New optical exchange gap concept to calculate self-irradiance direct exchange areas in cylindrical industrial furnaces

Abstract

A direct integration scheme based on the trapezoidal integration method associated with Romberg's acceleration algorithm is proposed to calculate numerically with the desired accuracy, direct exchange areas (DEAs) within an axisymmetric enclosure confining non-isothermal and inhomogeneous non-grey gaseous combustion products with soot. A three-dimensional integral needs to be evaluated, but axisymmetry and reciprocity of DEAs bring a notable processing time reduction. The integration process poses difficulties pertinent to singular DEAs of self-irradiance.

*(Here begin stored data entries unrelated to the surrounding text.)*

PR #2829, opened 2019-05-20
Add missing serialVersionID, when implementing Serializable

ctron:


jbtrystram:
I added the `Protostream` annotations on those classes so i don't it's still needed to expand Serializable... Tired so many things to make this work, i lost track on some of them :laughing: 
I'll double check and update this.

jbtrystram:
@ctron #2835 should fix that ;)

PR #2833, opened 2019-05-20
fix bug in restart during messaging test

famartinrh:


famartinrh:
@enmasse-ci run tests testcase=**.CommonTest

PR #2835, opened 2019-05-20
remove uneeded serializable in Infinispan Device Registry

jbtrystram:
using the protostream annotations and unsing Infinispan's ProtoStreamMarashaller does the serialization work, there is no need to extend serializable.


jbtrystram:

PR #2844, opened 2019-05-24
Fix the QDR image name, comes now from quay.io

ctron:


ctron:

PR #2846, opened 2019-05-28
Correct parsing of group header

lulf:
The api-server does not properly parse the X-Remote-Group header when it contains multiple comma-separated values. This prevents the api-server to work OOTB with OLM on certain
installations such as minikube, possibly also OCP4.


lulf:
@k-wall can this be put into 0.28.1 ? I think it will potentially solve some operator hub /open shift 4 issues

PR #2857, opened 2019-05-31
Handle the upgrade of pre-0.27 authentication services within the authentication service operator.

k-wall:
This change enhances the authentication service operator so that it extracts resources/claim/secret details from the existing keycloak deployment and creates the appropriate `authenticationservice` record.  On OpenShift, if a `postgresql` deploymentconfig exists and the database details tally with those of keycloak deployment a postgresql type authenticationservice record is created instead.


k-wall:
I still need to adjust ansible not to create authenticationservice record if keycloak deployment already exists (for the upgrade using Ansible case).

Issue #2825, opened 2019-05-16
DashboardURL on ServiceInstances created 1.0 do not work in 1.1


philbrookes:
**Describe the bug**
Any ServiceInstances created in AMQ Online 1.0 will have dashboard URLs that do not work once having upgraded to AMQ Online 1.1.

**To Reproduce**
- Install AMQ Online 1.0
- Deploy AMQ Online Standard from the catalog
- Check Dashboard URL works normally
- Upgrade to AMQ Online 1.1 with [these instructions](https://access.redhat.com/documentation/en-us/red_hat_amq/7.2/html-single/installing_and_managing_amq_online_on_openshift_container_platform/index#upgrading-enmasse-using-ansible-messaging)
- Check Dashboard URL is no longer valid.

**Expected behavior**
The dashboard URL should still work.

**Screenshots**
N/A

**Additional context**
N/A

rgodfrey:
@philbrookes when you say "Dashboard URL is no longer valid" are you saying you get a 404, or that you can no longer log in, or some other symptom?

vbusch:
Reproduced with amq-online 1.0, and upgrading to 1.1
SSO redirection is failing: 

https://172.30.149.188:8443/auth/realms/amq-online-infra-my-space/protocol/openid-connect/auth?client_id=enmasse-console&state=0612acaa-6576-4096-b613-6b2e349b6f85&redirect_uri=https%3A%2F%2Fconsole-o66h8qvqqa-amq-online-infra.127.0.0.1.nip.io%2F%3Fauth_callback%3D1&scope=openid&response_type=code&kc_idp_hint=openshift-v3
/auth/realms/amq-online-infra-my-space/protocol/openid-connect/auth?client_id=enmasse-console&state=fc8e1b99-ad3b-4a59-bd4a-6c0b8a100f73&redirect_uri=https%3A%2F%2Fconsole-o66h8qvqqa-amq-online-infra.127.0.0.1.nip.io%2F%3Fauth_callback%3D1&scope=openid&response_type=code&kc_idp_hint=openshift-v3
![console_url](https://user-images.githubusercontent.com/1995405/58603348-68e6be80-825e-11e9-8eb5-fed78fb4c52b.png)

It is fixed upstream.  Tested with 0.26 and upgrading to latest.

vbusch:
Existing address spaces are not updated during the upgrade process.  The address space configurations should be reviewed, and then updated manually.   Added documentation for how to do this.

[...]

PR #2859, opened 2019-05-31
Added documentation for upgrading address spaces

vbusch:
fixes: #2825 Address spaces are not upgraded as part of the upgrade process.  Adding documentation for how to do it manually.

### DIFF
--- a/documentation/assemblies/assembly-service-admin-guide.adoc
+++ b/documentation/assemblies/assembly-service-admin-guide.adoc
@@ -15,6 +15,8 @@ include::assembly-configuring.adoc[leveloffset=+1]
 
 include::assembly-upgrading.adoc[leveloffset=+1]
 
+include::../modules/proc-upgrading-address-spaces.adoc[leveloffset=+1]
+
 include::../modules/proc-uninstalling.adoc[leveloffset=+1]
 
 include::assembly-monitoring.adoc[leveloffset=+1]
--- a/documentation/assemblies/assembly-upgrading.adoc
+++ b/documentation/assemblies/assembly-upgrading.adoc
@@ -10,6 +10,8 @@ configuration of the new version will trigger the upgrade to start.
 
 Upgrading {ProductName} is done by applying the YAML files for the new version.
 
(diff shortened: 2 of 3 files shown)


k-wall:
thanks @vbusch  for the address space upgrade investigation.  The user having to trigger it by amending the infraconfigs' version just seems weird to me.  Did we really design it that way?  To me the implication is that the infraconfig plans should always be replaced as part of the upgrade, but this would be odd as the infraconfig belongs to the user. They may have tailored it.  Also what would it mean if, after the upgrade, I didn't update the infraconfig's version and then created new addressspaces.  The 'old' infraconfig would applied to the new addresspace.  If I then went on to update the infraconfig, changes would be ignored by the controller because the version didn't match that of the running code..   One thing I don't understand at the moment is what circumstances we actually materialise the version field in the infraconfig.  The infraconfig from the install is versionless.

lulf:
@k-wall @vbusch allow me to shed some light on this :) In 0.26 and older, the 'version' field was mandatory, and upgrading required applying new infra configs with the updated version. The problem with this, as you point out Keith, is that the infra configs are user owned and it is odd to having to reapply it for every version.

So, in 0.27 and newer, the version field was made optional, so that users would not have to maintain the version number.  If version is not set, KubeSchemaApi.assembleSchema() will set the version of the parsed infra config to the same version as the controller before updating the 'current' schema.

The reconciliation loop will compare the infra config in the address space annotation with the 'desired' infra config to decide if changes should be applied (see CreateController).

Why upgrade did not happen automatically I'm not sure, but hopefully the above should explain a little why things are the way they are.

vbusch:
@lulf thank you, that explanation was really helpful.
For upstream, sounds like we won't need this if we assume the users have a version newer then 0.26

k-wall:
@vbusch if `io.enmasse.k8s.api.KubeSchemaApi#assembleSchema` were changed to unconditionally replace the infraconfig's version with the runtime version, wouldn't that give the correct behaviour?   Whenever the version changes, surely we want to give the addressspacecontroller the chance to rewrite the deployments etc.

vbusch:
@k-wall When upgrading from 0.26 to 0.27, the version is removed.  Which allows the upgrade from 0.27 to 0.28 to work.  When going from 0.26 -> 0.28 removing the check as you suggested fixes the issue as well.
Closing this, since docs upstream are not required.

Evaluating self-irradiance of gas volume zones is the concern of this investigation, in which we introduce a new concept that we call the optical exchange gap (OEG). It has been established that the OEG width associated with a volume zone, optimized with extreme care to meet Erkku's data, decreases with the radial position and radial optical thickness. A correlation, deduced to derive the OEG width for a given situation, has been shown to be more efficient, simple and accurate than a proper center-to-center distance technique. The effectiveness of the developed procedure was demonstrated by comparison of model predictions, using the zonal method in conjunction with the weighted-sum of grey gases (WSGG) model, with highly accurate reference data and by carrying out an error analysis.